Я не прошел войны, но тоже много о ней пишу. Нам не пришлось поучаствовать, поэтому на совести как-то неспокойно. Мы как бы довоевываем в своих песнях. Мои песни не похожи на песни военных лет, хотя написаны о тех временах. У меня отец прошел всю войну. Был ранен. Вся семья военная. У моего родного дяди громадное количество наград и ран. Три Боевых Красных знамени… Алексей Высоцкий. На Украине есть местечко, называется Алешино в честь моего дяди. Он его освобождал.
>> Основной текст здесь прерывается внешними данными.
PR #23, opened 2024-08-13
WIP: #Issue 16 - Replace `klog` and `fmt.Println` with `istio.io/istio/pkg/log` 

yxun:
This PR is a change according to  https://github.com/jewertow/federation/issues/16
It replaces `klog` and `fmt.Print` with `istio.io/istio/pkg/log` 

This PR is adding the `spf13/cobra` command for parsing flags in the `cmd/federation-controller/main.go`

Question and Discussion are in  https://github.com/jewertow/federation/issues/16

### DIFF
--- a/cmd/federation-controller/main.go
+++ b/cmd/federation-controller/main.go
@@ -5,35 +5,63 @@ import (
 	"encoding/json"
 	"flag"
 	"fmt"
-	discovery "github.com/envoyproxy/go-control-plane/envoy/service/discovery/v3"
-	"github.com/jewertow/federation/internal/pkg/federation"
-	"github.com/jewertow/federation/internal/pkg/xds/adsc"
-	"log"
 	"os"
 	"os/signal"
 	"sync"
 	"syscall"
 
+	discovery "github.com/envoyproxy/go-control-plane/envoy/service/discovery/v3"
+	"github.com/jewertow/federation/internal/pkg/federation"
+	"github.com/jewertow/federation/internal/pkg/xds/adsc"
+
 	"github.com/jewertow/federation/internal/pkg/config"
 	"github.com/jewertow/federation/internal/pkg/mcp"
 	"github.com/jewertow/federation/internal/pkg/xds"
 	"github.com/jewertow/federation/internal/pkg/xds/adss"
+	"github.com/spf13/cobra"
+	istiolog "istio.io/istio/pkg/log"
 	corev1 "k8s.io/api/core/v1"
 	"k8s.io/client-go/informers"
 	"k8s.io/client-go/kubernetes"
 	"k8s.io/client-go/rest"
-	"k8s.io/klog/v2"
 )
 
-// Global variable to store the parsed arguments and "flag" arguments
+// Global variable to store the parsed commandline arguments
 var (
-	meshPeer = flag.String("meshPeers", "",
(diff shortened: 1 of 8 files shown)


cmd/federation-controller/main.go
```diff
@@ -5,35 +5,62 @@ import (
...
 	"k8s.io/client-go/kubernetes"
 	"k8s.io/client-go/rest"
-	"k8s.io/klog/v2"
 )
 
-// Global variable to store the parsed arguments and "flag" arguments
+// Global variable to store the parsed commandline arguments.
 var (
-	meshPeer = flag.String("meshPeers", "",
+	meshPeer, exportedServiceSet, importedServiceSet *string
```
jewertow, line 31:
```suggestion
	meshPeer, exportedServiceSet, importedServiceSet string
```
These pointers are uninitialized, so I am getting nil pointer dereference error when I execute federation-controller:
```
make
./out/federation-controller --meshPeers '{}' --exportedServiceSet '{}'
panic: runtime error: invalid memory address or nil pointer dereference
[signal SIGSEGV: segmentation violation code=0x1 addr=0x8 pc=0x1840664]

goroutine 1 [running]:
github.com/spf13/pflag.newStringValue(...)
        /home/jewertow/go/pkg/mod/github.com/spf13/pflag@v1.0.5/string.go:7
github.com/spf13/pflag.(*FlagSet).StringVar(...)
        /home/jewertow/go/pkg/mod/github.com/spf13/pflag@v1.0.5/string.go:37
main.addFlags(0xc0002c0008)
        /home/jewertow/oss/federation/cmd/federation-controller/main.go:54 +0x24
main.NewRootCommand()
        /home/jewertow/oss/federation/cmd/federation-controller/main.go:48 +0x71
main.main()
        /home/jewertow/oss/federation/cmd/federation-controller/main.go:123 +0x34
```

Я иногда получаю удивительные письма. На них обидно не ответить. Иногда письмо может дать тебе новые силы работать. Например, я получил письмо от человека, который был командиром подводной лодки. У них потек реактор в Средиземном море. Они уходили с курса, по которому проходит много-много пассажирских судов, чтобы не загрязнить, не заразить воду. Очень долго не всплывали. Они шли под водой. У них возникли проблемы с кислородом. Да еще был взрыв — пришлось переборки задраить. Всплывали они быстро. Последним лег в кессонный аппарат командир лодки. У него была кессонная болезнь. Это страшные боли. Говорят, что это не передаваемые, ни с чем не сравнимые боли. Если кто-нибудь знает, что такое почечная колика, когда все болит, это похоже, только при кессонной болезни раз в десять сильнее. Он в течение двух суток то терял сознание, то приходил в него. И он, чтобы не умереть от болевого шока, в течение двух суток просил ставить ему песню «Спасите наши души». Я уж не знаю, почему, но он ее слушал. Он мне написал, что эта песня помогла ему выжить и вытерпеть боль. Такие письма стимулируют. Ты снова хочешь работать.